PR #430, opened 2019-07-07
add video tutorial to configurator

yanfali:
To help users get started, embed a video of @mechmerlin tutorial from YouTube.

### DIFF
--- a/src/App.vue
+++ b/src/App.vue
@@ -191,6 +191,10 @@ div.openSettings > button {
   bottom: 20px;
   right: 20px;
   z-index: 4000;
+  background-color: #ddd;
+  padding: 6px;
+  border-radius: 3px;
+  box-shadow: 0 0 3px #0009;
 }
 
 .help {
--- a/src/App.vue
+++ b/src/App.vue
@@ -31,10 +31,17 @@
     </footer>
     <div
       class="help"
+      :class="helpClasses"
       @click="toggleTutorial"
       :title="$t('message.help.label')"
-      @mouseenter="setMessage($t('message.help.label'))"
-      @mouseleave="setMessage('')"
+      @mouseenter="
+        setMessage($t('message.help.label'));
+        hover = true;
+      "
+      @mouseleave="
+        setMessage('');
+        hover = false;
+      "
     >
       <font-awesome-icon icon="hat-wizard" transform="rotate-22" size="3x" />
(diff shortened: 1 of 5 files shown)


yanfali:
adds an icon to the top right of UI in the shape our a wizard hat because merlin:

Screen Shot 2019-07-06 at 22 52 33

Clicking hat, brings up his youtube video tutorial

Screen Shot 2019-07-06 at 22 53 05

zekth:
Loving the summon wizard!

noroadsleft:
Some visual polish for the video player might be nice, though that doesn't necessarily need to be done here.

Also, do we want this, #422, or both?

yanfali:
> Some visual polish for the video player might be nice, though that doesn't necessarily need to be done here.
> 
> Also, do we want this, #422, or both?

I think only this one. 422 just isn't doing it for me. It doesn't feel right. Send me a PR for visual updates. I had no idea you could do that. I'm just straight embedding the video in an iframe.

noroadsleft:
> Send me a PR for visual updates. I had no idea you could do that. I'm just straight embedding the video in an iframe.

My point was you can style the `iframe` element, so it doesn't look like just a random video dropped on the page. It's minor to the eye, but makes the addition feel more polished IMO.

yanfali:
> > Send me a PR for visual updates. I had no idea you could do that. I'm just straight embedding the video in an iframe.
> 
> My point was you can style the `iframe` element, so it doesn't look like just a random video dropped on the page. It's minor to the eye, but makes the addition feel more polished IMO.

OK, send me a PR.

mateossh:
Why this specifically use `v-if` not `v-show` directive? Is this used for stopping video when iframe is hidden? Downside of unmounting component is sending the same requests every time someone toggles video.

zekth:
As there is such a few people toggling it i assume using `v-if` is more convinient, otherwise it will load the iframe in the background while you'll not even watch it.

mateossh:
Oh, I understand that approach now. I was thinking from different persperctive - if completely new user wanted to hide video and show it again, he would lose progress and new requests to YouTube would be sent.

yanfali:
It's basically don't pay the price for loading i-frame if you aren't using it. People who are using the tutorial will generally watch the entire thing, or leave it up while they play around.

PR #444, opened 2019-07-26
add angel64 default keymap 

kakunpc:
add angel64_default.json


noroadsleft:
The keymap you've submitted here doesn't match [the default keymap on qmk_firmware](https://github.com/qmk/qmk_firmware/blob/ec3954577cb080b3ea44f912a91b3c6e90e00c23/keyboards/angel64/keymaps/default/keymap.c). Were you planning on updating the keymap on qmk_firmware with these changes? We like the defaults here to match the qmk_firmware defaults as much as possible.

kakunpc:
Changed to the same default json as the qmk_firmware.

PR #455, opened 2019-08-05
Update dependencies

yanfali:
- update yarn.lock to remove bad lodash refs
 - update prettier
 - add missing eslint-plugin-prettier dep

@zekth


zekth:
LGTM

PR #457, opened 2019-08-06
Color keycode deletion links to key legend color

noroadsleft:
Makes it so the X to delete the assigned keycode is actually visible.

(This may be the most minor PR this repository has ever seen. :laughing:)

### DIFF
--- a/src/scss/themes.scss
+++ b/src/scss/themes.scss
@@ -50,7 +50,7 @@ html {
     }
 
     .key .remove {
-      color: #ccc;
+      color: inherit;
     }
     .keycode {
       background: #fff;


zekth:
It does depend on the Keyset color right?

noroadsleft:
@zekth Yes. Setting `inherit` makes the text color that's assigned to the key – which is set by keyset and key type (alpha, mod, accent) – apply to the link to delete the assigned keycode. Applying `#ccc` doesn't work all the time because some of the keysets use light colored keys. GMK Plum alpha keys for instance, end up with [this contrast](https://contrast-ratio.com/#%23cccccc-on-%23ded0af).

zekth:
LGTM so

PR #460, opened 2019-08-06
refactor of CI

zekth:
As discussed with @yanfali here is a refactor of the CI, to have more test for each PR and also get rid of legacy scripts to now use built in travis features

### DIFF
--- a/.travis.yml
+++ b/.travis.yml
@@ -4,15 +4,24 @@ services:
 language: node_js
 node_js:
   - 11.12 # need this version for Jest 24, prior versions have SYMBOL bugs
-before_script:
-  - git clone --single-branch --branch config https://github.com/qmk/qmk_configurator config
-  - cp config/ga-production.js src/
+
+install:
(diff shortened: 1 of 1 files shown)


.travis.yml
```diff
@@ -1,22 +1,31 @@
...
+deploy:
+  provider: pages
+  skip_cleanup: true
+  local_dir: dist
+  github_token: $GH_TOKEN
+  keep_history: true
+  on:
+    branch: master
+
+notifications:
```
yanfali: honestly we should fix this and point it at discord, maybe remove it for now

.travis.yml
```diff
@@ -12,6 +12,7 @@ script:
   - yarn run lint
   - yarn run test:unit
   - yarn run test:e2e
+  - yarn run build
```
yanfali: you actually don't need run when using yarn. It just does it if it doesn't match an internal command.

= = = =

» **PROBLEM STATEMENT**
Report each line in the entries where the string "branch" occurs.

» **EXERCISE SOLUTION**
-  - git clone --single-branch --branch config https://github.com/qmk/qmk_configurator config
+    branch: master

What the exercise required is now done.